High hopes of Austrian firm lie in Black Sea
OMV’s preliminary estimate on the Neptun Deep finding in Romania stands at between 42 to 82 billion cubic meters. The company also holds 30 percent search rights in Bulgaria’s Khan Asparuh block with Total and Repsol and another 15 percent in Ukraine’s Skifska, partnering with ExxonMobil and Shell.OMV is raising hopes it will carry dramatic amounts of gas to Europe from its claimed finding in a Black Sea field off Romania, putting the region at the heart of its future plans.
However, the priority for Romanian resources is to meet the domestic demand in the Balkan country, executives at the Austria-based energy company, which also owns Turkey’s Petrol Ofisi, said.
The assertive partner to West Nabucco, one of the two consortia hoping to win the transfer of Caspian gas via the planned $7 billion Turkey-Azerbaijan Trans Anatolia Pipeline (TANAP) project, says its suggested route, likely to be backed with possible Black Sea findings, will help Europe reduce its Russian dependency for natural gas.
The choice between West Nabucco and rival Trans Adriatic Pipeline (TAP) is a political one, said Gerhard Roiss, chairman and chief executive of OMV, during a press meeting in London yesterday, arguing that West Nabucco is strategic since it suggests carrying the Caspian gas over a route that covers countries that are 100 percent dependent on one certain country, without naming Russia.
However, the TAP route is a plan that would carry the crucial resource to southern Europe, which has access to North African resources, according to the chairman.
“Europe needs a clear positioning in energy,” Roiss said.
American way or Japanese way
Citing U.S. President Barack Obama’s post-election promise to cut the world’s largest economy’s energy dependency and claiming that Japan will be a 90 percent gas importer by 2035, Roiss said Europe had two choices: the American way or the Japanese way. The American way needs the boosted utility of European sources, he added.
“Does Europe have own its own gas? Yes. The Black Sea and the North Sea,” he said.
These are the two main spots where OMV is focusing in its consolidation plans, under the motto: “Less products, less countries, bigger size.”
The final decision on the venture winning the TANAP gas will be made by the Shah Deniz II consortium mainly controlled by Azerbaijani state companies and BP.
OMV’s preliminary estimate on the Neptun Deep finding in Romania, first announced in February this year, stands at between 42 to 82 billion cubic meters per year.
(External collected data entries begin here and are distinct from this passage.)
PR #6237, opened 2019-02-06
community/tomcat-native: Remove dependency to java

bratkartoffel:
The library itself doesn't depend on java, it's only used to compile this aport.

Fixes https://bugs.alpinelinux.org/issues/9740

### DIFF
--- a/community/tomcat-native/APKBUILD
+++ b/community/tomcat-native/APKBUILD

The company also holds 30 percent search rights in Bulgaria’s Khan Asparuh block with Total and Repsol and another 15 percent in Ukraine’s Skifska, partnering with ExxonMobil and Shell. These three blocks neighbor each other and OMV’s future plans include an off-Turkey search if the Bulgarian activity bears results.
“It is key for Europe, key for Romania,” said Roiss on the Romanian search. “The Black Sea is the future of energy.”
Recently, BP announced that its off-Turkey search in the Black Sea had produced no results, but the Turkish Energy Ministry is insisting on further efforts.
The largest project that challenges the via-Turkey gas plans is South Stream, which this month became more concrete with provider Russia’s deal with Bulgaria. The route to Italy also includes Serbia, Slovenia and Hungary.
However, OMV downplays the competition. Roiss said, “If there will be two pipelines [to Europe], it is better than one.”
The company’s investment and production-increase plans are not limited to the Black Sea, with board member Jaap Huijskes saying at yesterday’s event that the company was planning several acquisitions in less than one year. This will add to OMV’s recent buyouts in a large landscape from Norway to Abu Dhabi, new territory for the Austrian firm.